Frantically assembling the things he would need, he put them in a small hold-all that he hoisted over one shoulder. Over the other he dragged the cross to the front door. It was too heavy to carry very far, and he saw that the police had removed his old Morris from the drive. His rage was mounting to fever pitch.
Constable McGregor, dozing in the front seat of his police car parked on the road outside, awoke to the sound of a hammer smashing through the driver’s window. He did not have the time to raise his hands to protect his face as the hammer smashed twice into his skull. The third blow blinded him. He gurgled blood as his left hand reached out and fell lifeless on the tartan thermos flask. Duval wrenched the door open and, in frustrated rage, battered the policeman’s head until it was a shapeless crimson pulp.
It was less than a mile to St. James’s church from Hillside. Duval drove the police car with the rear doors open, the spar of the cross protruding. It was very dangerous. But Duval didn’t really care any more about anything, except how to tease out a little more time. He needed just a short breathing space to complete what he had to do. The journey along the winding lane between the dark hedges took just over a minute.
One hundred yards in front of the church, the village square was silent and deserted; the rear of St. James’s, shrouded in trees, was in total darkness. Shere was unusual in having no street lighting; the local council had decided that it would spoil the medieval ambience of the village.

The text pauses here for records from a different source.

PR #23513, opened 2026-04-22
Allow compiling AVM1 tests programatically with Rascal

Dinnerbone:
This is largely a POC before I convert any other tests to using it. Do we want this? Is it useful? What can we change to make it more useful?

The benefits in my head:
- Sometimes the swf and as aren't always kept up to date (we've changed just one or the other in the past, without realizing). This prevents that.
- Sometimes we don't provide the source at all, for older stuff there's just a `fla` and you're kinda on your own for editing that. We can swap those over.
- mtasc and old Flash versions aren't super duper easy to get a hold of - and I don't like high barrier of entry for test writing. This has no barrier.
- Rascal is more correct in places than mtasc, and supports more language features (Granted - mostly obscure :D)
- Rascal allows for writing tests entirely in pcode, or embedding random pcode within a test, which reduces the need for fiddling with tests in FFDEC
- If a test is just "edit file and run test", we can easily add more test cases as we discover them - whereas today it's slightly more of a hassle


tests/framework/src/compiler.rs
```diff
@@ -0,0 +1,68 @@
...
+            .write_all(&swf)?;
+        Ok(())
+    }
+}
+
+impl Default for RascalOptions {
+    fn default() -> Self {
+        Self {
+            target: "test.swf".to_string(),
+            swf_version: 15,
```
moulins: Why version 15? That doesn't sound like a valid AVM1 SWF version (and it doesn't match with the `README.md`, which says `10`)

Dinnerbone: Any SWF version is a valid AVM1 SWF version! My copy of Flash isn't starting right now but it produces at least SWF 15, as that's what I've been testing with. I think it might go up to 23 if we cross reference CS6 (last Flash editor with AVM1 support) with our version chart (CS6 = FP12 = SWF 23).

For why 15 - I don't know, totally arbitrary. I opened some SWFs and found that I was working in 15 more than any other I guess. We can change that trivially.

moulins: Ok then! Though it'd still be best if the value mentioned in the README matched the actual default.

Leaving the car and the crucifix in the lane behind the church, he crept through the shadows to the edge of the square.
The White Horse was in darkness, as was the lane beside it. No lights were on in the upper floor. Duval used the hammer to force the rear door of the pub open, and carefully ascended the stairs to the residents’ floor. He knocked gently on the door to room number three, Gould’s room. There was no answer. One heave of his shoulders broke the flimsy lock. Cautiously switching on the light, he entered the room; it was unoccupied. He could see a manuscript on the coffee table. It was his work, his life’s work. He seized it with both hands, and left quietly and quickly.